El análisis que sigue pretende aportar una perspectiva que
contribuya a superar las dificultades que, día a día, se presentan en la
gestión de las Oficinas Fiscales del Poder Judicial.
Cualquier diseño organizacional conceptual, como el que se
expresará, tiene sentido si le da las razones a la praxis, de manera que supere
la simple idoneidad de quienes la llevan adelante, con los fundamentos y el
método profesionales que exige. Significa que el diseño y las acciones
encuentren la congruencia suficiente, de manera tal que el primero le dé el soporte
necesario a la práctica cotidiana.
La complejidad de las actividades del Ministerio Público
Fiscal del Chubut, desde la puesta en vigencia del Código Procesal Penal (noviembre
de 2006), ha estado y está en pleno vigor. Lo seguirá estando, ya que “las organizaciones son una realidad compleja,
por los cambios imprevistos en su contexto, la diversidad interna y las consecuencias
disfuncionales de las propias decisiones directivas. Una realidad donde coexisten
la razón y la sinrazón, el orden y el desorden, la objetividad y la
subjetividad, la competencia y la colaboración”.

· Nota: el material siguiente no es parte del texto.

PR #2396, opened 2024-04-28
3.6.1: fix unsafe buffer use in String.Replace and removed result limit of 2048 bytes

ivan-mogilko:
Somehow this problem was ignored after all these years (even though the String API was updated with Unicode support).

The implementation of script function String.Replace was limiting resulting string to 2048 bytes, and furthermore used that buffer without any size checks. This may potentially lead to a buffer overflow and memory corruption.

NOTE: buffer limit has been 3000 originally, but reduced to 2048 in the latest master branch.

Example test case:
```
function TestLongReplace()
{
  String source = "REPLACE THIS BIT"; // test replace in the beginning
  while (source.Length < 4096)
  {
    source = source.Append("xxxxxxxxxxxxxxxx REPLACE THIS BIT xxxxxxxxxxxxxxxx");
  }
  source = source.Append("REPLACE THIS BIT"); // test replace in the end
  
  String dest1 = source.Replace("REPLACE THIS BIT", "THIS IS A NEW BIT", eCaseSensitive);
  String dest2 = source.Replace("replace this bit", "this is a new bit", eCaseInsensitive);
  
  File *f = File.Open("$SAVEGAMEDIR$/replace.txt", eFileWrite);
  f.WriteRawLine(source);
  f.WriteRawLine(dest1);
  f.WriteRawLine(dest2);
  f.Close();
}
```

Above will crash the engine in any past version of AGS (most likely).

This PR should fix the above for both ASCII and Unicode text format setting.

### DIFF
--- a/Engine/ac/string.cpp
+++ b/Engine/ac/string.cpp
@@ -160,51 +160,42 @@ int String_EndsWith(const char *thisString, const char *checkForString, bool cas
 
 const char* String_Replace(const char *thisString, const char *lookForText, const char *replaceWithText, bool caseSensitive)
 {
-    char resultBuffer[STD_BUFFER_SIZE] = "";
-    size_t outputSize = 0; // length in bytes
-    if (caseSensitive)
-    {
-        size_t lookForLen = strlen(lookForText);
-        size_t replaceLen = strlen(replaceWithText);
-        for (const char *ptr = thisString; *ptr; ++ptr)
-        {
-            if (strncmp(ptr, lookForText, lookForLen) == 0)
-            {
-                memcpy(&resultBuffer[outputSize], replaceWithText, replaceLen);
-                outputSize += replaceLen;
-                ptr += lookForLen - 1;
-            }
-            else
-            {
-                resultBuffer[outputSize] = *ptr;
-                outputSize++;
-            }
-        }
-    }
-    else
-    {
-        size_t lookForLen = ustrlen(lookForText);
-        size_t lookForSz = strlen(lookForText); // length in bytes
-        size_t replaceSz = strlen(replaceWithText); // length in bytes
-        const char *p_cur = thisString;
-        for (int c = ugetxc(&thisString); *p_cur; p_cur = thisString, c = ugetxc(&thisString))
-        {
-            if (ustrnicmp(p_cur, lookForText, lookForLen) == 0)
-            {
-                memcpy(&resultBuffer[outputSize], replaceWithText, replaceSz);
-                outputSize += replaceSz;
-                thisString = p_cur + lookForSz;
-            }
-            else
-            {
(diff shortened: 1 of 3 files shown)


ericoporto:
I tested a few regular cases and additionally:

- Works correct if replace string contains string
```
String mystr = "abab";
String adjusted_mystr = mystr.Replace ("ab", "abab");
bool ok = adjusted_mystr == "abababab";
```
- Tested if either loofForText or replaceText are given `String empty;`, the engine will error on null string, but correctly.
- I tested replacing emoji with regular characters (mostly because I didn't have a font with emoji at hand to display), and it appears to work too.

ivan-mogilko:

El proceso de administración de casos, cuando una reforma
procesal penal pasa de un sistema inquisitivo a uno acusatorio, tiene que:
1. Estandarizarse,
normalizarse con criterios que permitan racionalizar los recursos humanos y
materiales en las oficinas fiscales;
2. Sistematizarse
y agilizarse por medios digitalizados;
3. Fortalecerse
el área de investigaciones;
4. Alcanzar
los mejores criterios para la toma de decisiones; y
5. Ampliar
la red de relaciones institucionales.
Mientras se trabaja simultáneamente con todos estos asuntos,
surgirán a diario realidades imprevistas, que demandarán soluciones concretas e
inmediatas. También, se encontrarán muros difíciles de superar, sobre todo con
aquellas prácticas no adecuadas a la lógica procesal acusatoria.

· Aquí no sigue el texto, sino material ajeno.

PR #2399, opened 2024-04-30
Hotfix function pointer assignment in String_Replace independent of libc

ivan-mogilko:
Various implementations of libc may have non-standard overloads of `strstr`, making it impossible to use static_cast or reinterpret_cast with them directly (either would work with one libc, but may fail with another).

Experiment to see which approach may work here.

### DIFF
--- a/Common/util/string_compat.h
+++ b/Common/util/string_compat.h
@@ -30,4 +30,10 @@ char *ags_strdup(const char *s);
 }
 #endif
 
+#if defined (__MINGW32__)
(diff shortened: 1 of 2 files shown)


ivan-mogilko:
Hmm, not sure how truly "universal" this fix is, but at least it builds for all the compilers in our CI.

ivan-mogilko:
I made a mistake again, only realizing after merging this. This was not a correct fix, it's not proper to base this selection on declared compilation flags, because it's not reliable nor universal.

Reverted this fix again.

Ello nos muestra que en gestión de organizaciones, estas
realidades hacen a la normalidad y hablan de la importancia de caminar con
determinación. Con un norte señalado, con un objetivo que permita anticipar el
lugar a llegar y que coincida, cuando lo alcance, con el que se imagina. No es
“magia”; no hay “llave en mano”.
Sumadas las estrategias nos darán el cómo hacerlo. En el MPF
del Chubut, la normalización, la estandarización de los procesos de
administración de casos, se alcanza a partir de criterios consensuados y el uso
de software de gestión, consolidando las oficinas fiscales a modo de diseño
único. Permite la regulación y el control de gestión comparado entre oficinas.
§ Inventariar y priorizar los distintos “casos” en curso
para enfocar la atención y los esfuerzos según un mix de complejidad y tipo de
delito.
§ Documentar los aprendizajes para la solución de los
casos con el fin de establecer las mejores prácticas.
§ Generar una valiosa base de conocimientos mediante
datos relacionados que se vinculan con tres sistemas informáticos:
- Coirón, de
gestión de casos en las oficinas fiscales.
- Luan, de
gestión de personas, víctimas y testigos de delitos.
- Preventivo
Digital, de gestión de denuncias en la Policía.
Además de dos
sistemas externos al MPF:
- Con la oficina
de secuestros, que denominan Centinela
- Con la
oficina judicial, que denominan Skúa, con el fin de alcanzar vínculos
digitalizados automáticos entre solicitudes y audiencias, su gestión y resultados.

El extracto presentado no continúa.